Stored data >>
PR #922, opened 2020-03-22
Add water physics

Bayugoon:
Added some code to physics.js so the bot will be pushed by water and lava

### DIFF
--- a/lib/plugins/physics.js
+++ b/lib/plugins/physics.js
@@ -1,4 +1,3 @@
-//Mineflayer's Physics with water physics added
 const Vec3 = require('vec3').Vec3
 const assert = require('assert')
 const math = require('../math')
@@ -223,18 +222,18 @@ function inject (bot) {
     return vel.x * vel.x + vel.z * vel.z
   }
 
-  function liquidPush(pos){
-    let flow = liquidFlow(pos);
-    let push = flow.clone().scaled(physics.liquidPush);
+  function liquidPush (pos) {
+    const flow = liquidFlow(pos);
+    const push = flow.clone().scaled(physics.liquidPush);
     push.y = push.y/physics.gravity;
-    console.log(flow);
-    return push;
+    return push
   }
 
-  function liquidFlow(pos) {
-    let flow = new Vec3(0,0,0);
-    let base = bot.blockAt(pos).metadata;
-    let id = bot.blockAt(pos).type;
+  function liquidFlow (pos) {
+    const flow = new Vec3(0,0,0);
+    const block = bot.blockAt(pos)
+    const base = block.metadata;
+    const id = block.type;
     if(base > 7) {
       base = 0;
       flow.set(0,-1,0);
@@ -243,25 +242,24 @@ function inject (bot) {
       if(level > 7) return 0;
       return level; 
     }
-    let Blocks = {};
-    Blocks['x+'] = bot.blockAt(pos.offset(1,0,0));
-    Blocks['x-'] = bot.blockAt(pos.offset(-1,0,0));
-    Blocks['z+'] = bot.blockAt(pos.offset(0,0,1));
-    Blocks['z-'] = bot.blockAt(pos.offset(0,0,-1));
-    let waterBlocks = {}
-    for(let i = 0; i < Object.keys(Blocks).length; i++){
-      key = Object.keys(Blocks)[i];
+    const Blocks = {
+      'x+': bot.blockAt(pos.offset(1,0,0)),
+      'x-': bot.blockAt(pos.offset(-1,0,0)),
+      'z+': bot.blockAt(pos.offset(0,0,1)),
+      'z-': bot.blockAt(pos.offset(0,0,-1))
+    }
+    const waterBlocks = {}
+    for(block of Object.entries(Blocks)){
       if(Blocks[key].type == id) waterBlocks[key] = depth(Blocks[key].metadata)
     }
-    console.log(waterBlocks);
-    if(waterBlocks['x+'] !== null && waterBlocks['x+'] > base) flow = flow.offset(1,0,0);
-    if(waterBlocks['x-'] !== null && waterBlocks['x-'] > base) flow = flow.offset(-1,0,0);
-    if(waterBlocks['z+'] !== null && waterBlocks['z+'] > base) flow = flow.offset(0,0,1);
-    if(waterBlocks['z-'] !== null && waterBlocks['z-'] > base) flow = flow.offset(0,0,-1);
-    if(waterBlocks['x+'] !== null && waterBlocks['x+'] < base && flow.x == 0) flow = flow.offset(-1,0,0)
-    if(waterBlocks['x-'] !== null && waterBlocks['x-'] < base && flow.x == 0) flow = flow.offset(1,0,0);
-    if(waterBlocks['z+'] !== null && waterBlocks['z+'] < base && flow.z == 0) flow = flow.offset(0,0,-1)
-    if(waterBlocks['z-'] !== null && waterBlocks['z-'] < base && flow.z == 0) flow = flow.offset(0,0,1);
+    if(waterBlocks['x+'] !== null && waterBlocks['x+'] > base) flow = flow.add(1,0,0);
+    if(waterBlocks['x-'] !== null && waterBlocks['x-'] > base) flow = flow.add(-1,0,0);
+    if(waterBlocks['z+'] !== null && waterBlocks['z+'] > base) flow = flow.add(0,0,1);
+    if(waterBlocks['z-'] !== null && waterBlocks['z-'] > base) flow = flow.add(0,0,-1);
+    if(waterBlocks['x+'] !== null && waterBlocks['x+'] < base && flow.x == 0) flow = flow.add(-1,0,0)
+    if(waterBlocks['x-'] !== null && waterBlocks['x-'] < base && flow.x == 0) flow = flow.add(1,0,0);
+    if(waterBlocks['z+'] !== null && waterBlocks['z+'] < base && flow.z == 0) flow = flow.add(0,0,-1)
+    if(waterBlocks['z-'] !== null && waterBlocks['z-'] < base && flow.z == 0) flow = flow.add(0,0,1);
     return flow;
   }
 
--- a/lib/plugins/physics.js
+++ b/lib/plugins/physics.js
@@ -223,44 +223,44 @@ function inject (bot) {
   }
 
   function liquidPush (pos) {
-    const flow = liquidFlow(pos);
-    const push = flow.clone().scaled(physics.liquidPush);
-    push.y = push.y/physics.gravity;
+    const flow = liquidFlow(pos)
+    const push = flow.clone().scaled(physics.liquidPush)
+    push.y = push.y / physics.gravity
     return push
   }
 
   function liquidFlow (pos) {
-    const flow = new Vec3(0,0,0);
+    const flow = new Vec3(0, 0, 0)
     const block = bot.blockAt(pos)
-    const base = block.metadata;
-    const id = block.type;
-    if(base > 7) {
-      base = 0;
-      flow.set(0,-1,0);
+    const base = block.metadata
+    const id = block.type
+    if (base > 7) {
+      base = 0
+      flow.set(0, -1, 0)
     }
     const depth = level => {
-      if(level > 7) return 0;
-      return level; 
+      if (level > 7) return 0
+      return level
     }
     const Blocks = {
-      'x+': bot.blockAt(pos.offset(1,0,0)),
-      'x-': bot.blockAt(pos.offset(-1,0,0)),
-      'z+': bot.blockAt(pos.offset(0,0,1)),
-      'z-': bot.blockAt(pos.offset(0,0,-1))
+      'x+': bot.blockAt(pos.offset(1, 0, 0)),
+      'x-': bot.blockAt(pos.offset(-1, 0, 0)),
+      'z+': bot.blockAt(pos.offset(0, 0, 1)),
+      'z-': bot.blockAt(pos.offset(0, 0, -1))
     }
     const waterBlocks = {}
-    for(block of Object.entries(Blocks)){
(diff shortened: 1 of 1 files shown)


lib/plugins/physics.js
```diff
@@ -1,3 +1,4 @@
+//Mineflayer's Physics with water physics added
```
wvffle: unneeded

lib/plugins/physics.js
```diff
@@ -134,7 +136,8 @@ function inject (bot) {
     const inBlock = bot.blockAt(pos.offset(0, 0, 0))
     if (underBlock && underBlock.type === 88) {
       currentMaxGroundSpeed = physics.maxGroundSpeedSoulSand
-    } else if (inBlock && inBlock.type === 9) {
+    } else if (inBlock && (inBlock.type === 9 || inBlock.type === 11)) {
```
wvffle: Does it work the same for water and lava? isn't lava slower?

lib/plugins/physics.js
```diff
@@ -220,6 +223,48 @@ function inject (bot) {
...
+    }
+    const depth = level => {
+      if(level > 7) return 0;
+      return level; 
+    }
+    let Blocks = {};
+    Blocks['x+'] = bot.blockAt(pos.offset(1,0,0));
+    Blocks['x-'] = bot.blockAt(pos.offset(-1,0,0));
+    Blocks['z+'] = bot.blockAt(pos.offset(0,0,1));
+    Blocks['z-'] = bot.blockAt(pos.offset(0,0,-1));
```
wvffle: Assigning new keys is slower than creating new object with all of the fields.

lib/plugins/physics.js
```diff
@@ -220,6 +223,48 @@ function inject (bot) {
...
+    let id = bot.blockAt(pos).type;
+    if(base > 7) {
+      base = 0;
+      flow.set(0,-1,0);
+    }
+    const depth = level => {
+      if(level > 7) return 0;
+      return level; 
+    }
+    let Blocks = {};
```
wvffle: use const

lib/plugins/physics.js
```diff
@@ -220,6 +223,48 @@ function inject (bot) {
...
+    }
+    console.log(waterBlocks);
+    if(waterBlocks['x+'] !== null && waterBlocks['x+'] > base) flow = flow.offset(1,0,0);
+    if(waterBlocks['x-'] !== null && waterBlocks['x-'] > base) flow = flow.offset(-1,0,0);
+    if(waterBlocks['z+'] !== null && waterBlocks['z+'] > base) flow = flow.offset(0,0,1);
+    if(waterBlocks['z-'] !== null && waterBlocks['z-'] > base) flow = flow.offset(0,0,-1);
+    if(waterBlocks['x+'] !== null && waterBlocks['x+'] < base && flow.x == 0) flow = flow.offset(-1,0,0)
+    if(waterBlocks['x-'] !== null && waterBlocks['x-'] < base && flow.x == 0) flow = flow.offset(1,0,0);
+    if(waterBlocks['z+'] !== null && waterBlocks['z+'] < base && flow.z == 0) flow = flow.offset(0,0,-1)
+    if(waterBlocks['z-'] !== null && waterBlocks['z-'] < base && flow.z == 0) flow = flow.offset(0,0,1);
```
wvffle: Isn't there `flow.add()`? If so make flow a const and use it.

lib/plugins/physics.js
```diff
@@ -220,6 +223,48 @@ function inject (bot) {
...
+    Blocks['x+'] = bot.blockAt(pos.offset(1,0,0));
+    Blocks['x-'] = bot.blockAt(pos.offset(-1,0,0));
+    Blocks['z+'] = bot.blockAt(pos.offset(0,0,1));
+    Blocks['z-'] = bot.blockAt(pos.offset(0,0,-1));
+    let waterBlocks = {}
+    for(let i = 0; i < Object.keys(Blocks).length; i++){
+      key = Object.keys(Blocks)[i];
+      if(Blocks[key].type == id) waterBlocks[key] = depth(Blocks[key].metadata)
+    }
+    console.log(waterBlocks);
```
wvffle: Remove the log

lib/plugins/physics.js
```diff
@@ -220,6 +223,48 @@ function inject (bot) {
...
+    let push = flow.clone().scaled(physics.liquidPush);
+    push.y = push.y/physics.gravity;
+    console.log(flow);
+    return push;
+  }
+
+  function liquidFlow(pos) {
+    let flow = new Vec3(0,0,0);
+    let base = bot.blockAt(pos).metadata;
+    let id = bot.blockAt(pos).type;
```
wvffle: use const

wvffle: add `const block = bot.blockAt(pos)` and use it instead of calling blockAt multiple times

lib/plugins/physics.js
```diff
@@ -220,6 +223,48 @@ function inject (bot) {
     return vel.x * vel.x + vel.z * vel.z
   }
 
+  function liquidPush(pos){
+    let flow = liquidFlow(pos);
+    let push = flow.clone().scaled(physics.liquidPush);
+    push.y = push.y/physics.gravity;
+    console.log(flow);
```
wvffle: Remove

lib/plugins/physics.js
```diff
@@ -220,6 +223,48 @@ function inject (bot) {
     return vel.x * vel.x + vel.z * vel.z
   }
 
+  function liquidPush(pos){
+    let flow = liquidFlow(pos);
+    let push = flow.clone().scaled(physics.liquidPush);
```
wvffle: use const

lib/plugins/physics.js
```diff
@@ -220,6 +223,48 @@ function inject (bot) {
...
+    const depth = level => {
+      if(level > 7) return 0;
+      return level; 
+    }
+    let Blocks = {};
+    Blocks['x+'] = bot.blockAt(pos.offset(1,0,0));
+    Blocks['x-'] = bot.blockAt(pos.offset(-1,0,0));
+    Blocks['z+'] = bot.blockAt(pos.offset(0,0,1));
+    Blocks['z-'] = bot.blockAt(pos.offset(0,0,-1));
+    let waterBlocks = {}
```
wvffle: use const

lib/plugins/physics.js
```diff
@@ -220,6 +223,48 @@ function inject (bot) {
...
+    for(let i = 0; i < Object.keys(Blocks).length; i++){
+      key = Object.keys(Blocks)[i];
```
wvffle: use for with `Object.entries()`

lib/plugins/physics.js
wvffle: Also try to add it to the above for. It can be simpler.

lib/plugins/physics.js
Bayugoon: lava isn't slower

lib/plugins/physics.js
Bayugoon: sorry I forgot to remove that

lib/plugins/physics.js
Bayugoon: I will fix it and run standard --fix

Bayugoon: but don't I need the key so I can add entries to the waterBlocks object?

lib/plugins/physics.js
```diff
@@ -220,6 +222,47 @@ function inject (bot) {
...
+      if(Blocks[key].type == id) waterBlocks[key] = depth(Blocks[key].metadata)
+    }
+    if(waterBlocks['x+'] !== null && waterBlocks['x+'] > base) flow = flow.add(1,0,0);
+    if(waterBlocks['x-'] !== null && waterBlocks['x-'] > base) flow = flow.add(-1,0,0);
+    if(waterBlocks['z+'] !== null && waterBlocks['z+'] > base) flow = flow.add(0,0,1);
+    if(waterBlocks['z-'] !== null && waterBlocks['z-'] > base) flow = flow.add(0,0,-1);
+    if(waterBlocks['x+'] !== null && waterBlocks['x+'] < base && flow.x == 0) flow = flow.add(-1,0,0)
+    if(waterBlocks['x-'] !== null && waterBlocks['x-'] < base && flow.x == 0) flow = flow.add(1,0,0);
+    if(waterBlocks['z+'] !== null && waterBlocks['z+'] < base && flow.z == 0) flow = flow.add(0,0,-1)
+    if(waterBlocks['z-'] !== null && waterBlocks['z-'] < base && flow.z == 0) flow = flow.add(0,0,1);
```
IdanHo: flow is a constant, add does inplace editing of the vector, removing the `flow = ` in all of these lines
also, it looks like you didnt run standard --fix after doing wvvfle's requested changes

Bayugoon: oops

Bayugoon: I also need to change something

lib/plugins/physics.js
```diff
@@ -223,44 +223,44 @@ function inject (bot) {
...
-    if(waterBlocks['z-'] !== null && waterBlocks['z-'] < base && flow.z == 0) flow = flow.add(0,0,1);
-    return flow;
+    if (waterBlocks['x+'] !== null && waterBlocks['x+'] > base) flow = flow.add(1, 0, 0)
+    if (waterBlocks['x-'] !== null && waterBlocks['x-'] > base) flow = flow.add(-1, 0, 0)
+    if (waterBlocks['z+'] !== null && waterBlocks['z+'] > base) flow = flow.add(0, 0, 1)
+    if (waterBlocks['z-'] !== null && waterBlocks['z-'] > base) flow = flow.add(0, 0, -1)
+    if (waterBlocks['x+'] !== null && waterBlocks['x+'] < base && flow.x == 0) flow = flow.add(-1, 0, 0)
+    if (waterBlocks['x-'] !== null && waterBlocks['x-'] < base && flow.x == 0) flow = flow.add(1, 0, 0)
+    if (waterBlocks['z+'] !== null && waterBlocks['z+'] < base && flow.z == 0) flow = flow.add(0, 0, -1)
+    if (waterBlocks['z-'] !== null && waterBlocks['z-'] < base && flow.z == 0) flow = flow.add(0, 0, 1)
```
IdanHo: still trying to update a constant...
Also, flow.x/flow.z should be compared with strict type comparsion (===)

wvffle: .add updates current value. Don't reassign it.

lib/plugins/physics.js
```diff
@@ -220,6 +222,47 @@ function inject (bot) {
...
+    }
+    const Blocks = {
+      'x+': bot.blockAt(pos.offset(1, 0, 0)),
+      'x-': bot.blockAt(pos.offset(-1, 0, 0)),
+      'z+': bot.blockAt(pos.offset(0, 0, 1)),
+      'z-': bot.blockAt(pos.offset(0, 0, -1))
+    }
+    const waterBlocks = {}
+    for (block of Object.entries(Blocks)) {
+      if (Blocks[key].type == id) waterBlocks[key] = depth(Blocks[key].metadata)
```
wvffle: You haven't even tested this...

```js
for (const [key, block] of blocks) {
  if (block.type === id) {
    waterBlocks[key] = depth(block.metadata)
  }
}
```

lib/plugins/physics.js
wvffle: Still, make a map how flow should change at each neighbor and apply it dynamically in the `for` above

lib/plugins/physics.js
```diff
@@ -220,6 +222,47 @@ function inject (bot) {
...
+    const id = block.type
+    if (base > 7) {
+      base = 0
+      flow.set(0, -1, 0)
+    }
+    const depth = level => {
+      if (level > 7) return 0
+      return level
+    }
+    const Blocks = {
```
wvffle: pascal case?

lib/plugins/physics.js
```diff
@@ -220,6 +222,47 @@ function inject (bot) {
...
+    const base = block.metadata
+    const id = block.type
+    if (base > 7) {
+      base = 0
+      flow.set(0, -1, 0)
+    }
+    const depth = level => {
+      if (level > 7) return 0
+      return level
+    }
```
wvffle: Not a descriptive name

lib/plugins/physics.js
```diff
@@ -220,6 +222,47 @@ function inject (bot) {
...
+
+  function liquidFlow (pos) {
+    const flow = new Vec3(0, 0, 0)
+    const block = bot.blockAt(pos)
+    const base = block.metadata
+    const id = block.type
+    if (base > 7) {
+      base = 0
+      flow.set(0, -1, 0)
+    }
```
wvffle: No newlines, unreadable code

lib/plugins/physics.js
```diff
@@ -220,6 +222,47 @@ function inject (bot) {
     return vel.x * vel.x + vel.z * vel.z
   }
 
+  function liquidPush (pos) {
+    const flow = liquidFlow(pos)
+    const push = flow.clone().scaled(physics.liquidPush)
```
wvffle: why do you clone the flow?

wvffle:
Recalculating flow every physics tick is slow. You can calculate water flow once for example when entity enters water or when the chunk is loaded and recalculate it only when the water block is updated. Then simply apply the force of the current block that the entity is at.

lib/plugins/physics.js
rom1504: Could you retrieve the block IDs from minecraft data instead of hardcoding them ?

lib/plugins/physics.js
Cj1m: flow.add(0, 0, 1) won't work, add takes a Vec3 as a parameter, needs to be flow.add(new Vec3(0, 0, 1))

rom1504:
Am I right that this could now be closed @Karang ?

Karang:
> Am I right that this could now be closed @Karang ?

yes this can be closed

WHAT YOU WILL DO >> Look above for every line with the word "else" and copy it.

RESPONSE TO THE TASK >>
-    } else if (inBlock && inBlock.type === 9) {
+    } else if (inBlock && (inBlock.type === 9 || inBlock.type === 11)) {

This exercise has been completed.